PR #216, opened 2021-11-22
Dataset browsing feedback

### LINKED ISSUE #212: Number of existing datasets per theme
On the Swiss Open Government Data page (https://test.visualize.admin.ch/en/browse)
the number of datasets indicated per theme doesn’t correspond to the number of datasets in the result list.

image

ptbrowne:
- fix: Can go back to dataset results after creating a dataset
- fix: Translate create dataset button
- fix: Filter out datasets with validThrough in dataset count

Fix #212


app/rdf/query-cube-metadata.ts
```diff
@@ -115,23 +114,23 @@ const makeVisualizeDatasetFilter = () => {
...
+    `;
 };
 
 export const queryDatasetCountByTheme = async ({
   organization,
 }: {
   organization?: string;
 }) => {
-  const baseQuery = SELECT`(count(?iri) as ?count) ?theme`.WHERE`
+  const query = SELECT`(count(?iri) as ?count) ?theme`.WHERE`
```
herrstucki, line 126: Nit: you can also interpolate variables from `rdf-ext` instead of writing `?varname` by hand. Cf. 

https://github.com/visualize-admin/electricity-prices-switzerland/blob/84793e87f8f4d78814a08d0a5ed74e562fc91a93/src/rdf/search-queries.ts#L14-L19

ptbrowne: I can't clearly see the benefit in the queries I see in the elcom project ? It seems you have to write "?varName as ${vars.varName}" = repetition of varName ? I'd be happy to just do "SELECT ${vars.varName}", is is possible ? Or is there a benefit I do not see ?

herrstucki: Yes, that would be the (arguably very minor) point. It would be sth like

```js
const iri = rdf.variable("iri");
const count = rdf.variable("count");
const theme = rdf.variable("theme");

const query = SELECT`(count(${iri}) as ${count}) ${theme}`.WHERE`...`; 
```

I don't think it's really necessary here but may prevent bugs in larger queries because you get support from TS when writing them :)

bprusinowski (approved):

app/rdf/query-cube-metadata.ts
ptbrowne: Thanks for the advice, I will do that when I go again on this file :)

...

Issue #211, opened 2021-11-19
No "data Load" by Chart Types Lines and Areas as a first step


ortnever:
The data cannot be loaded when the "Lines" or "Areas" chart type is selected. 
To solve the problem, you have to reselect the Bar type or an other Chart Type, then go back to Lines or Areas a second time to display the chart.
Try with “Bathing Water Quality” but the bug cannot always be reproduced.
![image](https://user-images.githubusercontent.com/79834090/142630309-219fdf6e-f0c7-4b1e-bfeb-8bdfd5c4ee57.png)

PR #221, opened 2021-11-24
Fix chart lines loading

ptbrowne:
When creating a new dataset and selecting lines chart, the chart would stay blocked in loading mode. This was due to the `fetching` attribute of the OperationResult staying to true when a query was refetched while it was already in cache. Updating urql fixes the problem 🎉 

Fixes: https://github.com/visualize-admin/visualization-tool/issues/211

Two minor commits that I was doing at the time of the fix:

» **Description of the task**
Every line containing the string "ptbrowne" should be pulled from the listing and copied.

» **Response to the task**
ptbrowne:
ptbrowne: I can't clearly see the benefit in the queries I see in the elcom project ? It seems you have to write "?varName as ${vars.varName}" = repetition of varName ? I'd be happy to just do "SELECT ${vars.varName}", is is possible ? Or is there a benefit I do not see ?
ptbrowne: Thanks for the advice, I will do that when I go again on this file :)
ptbrowne:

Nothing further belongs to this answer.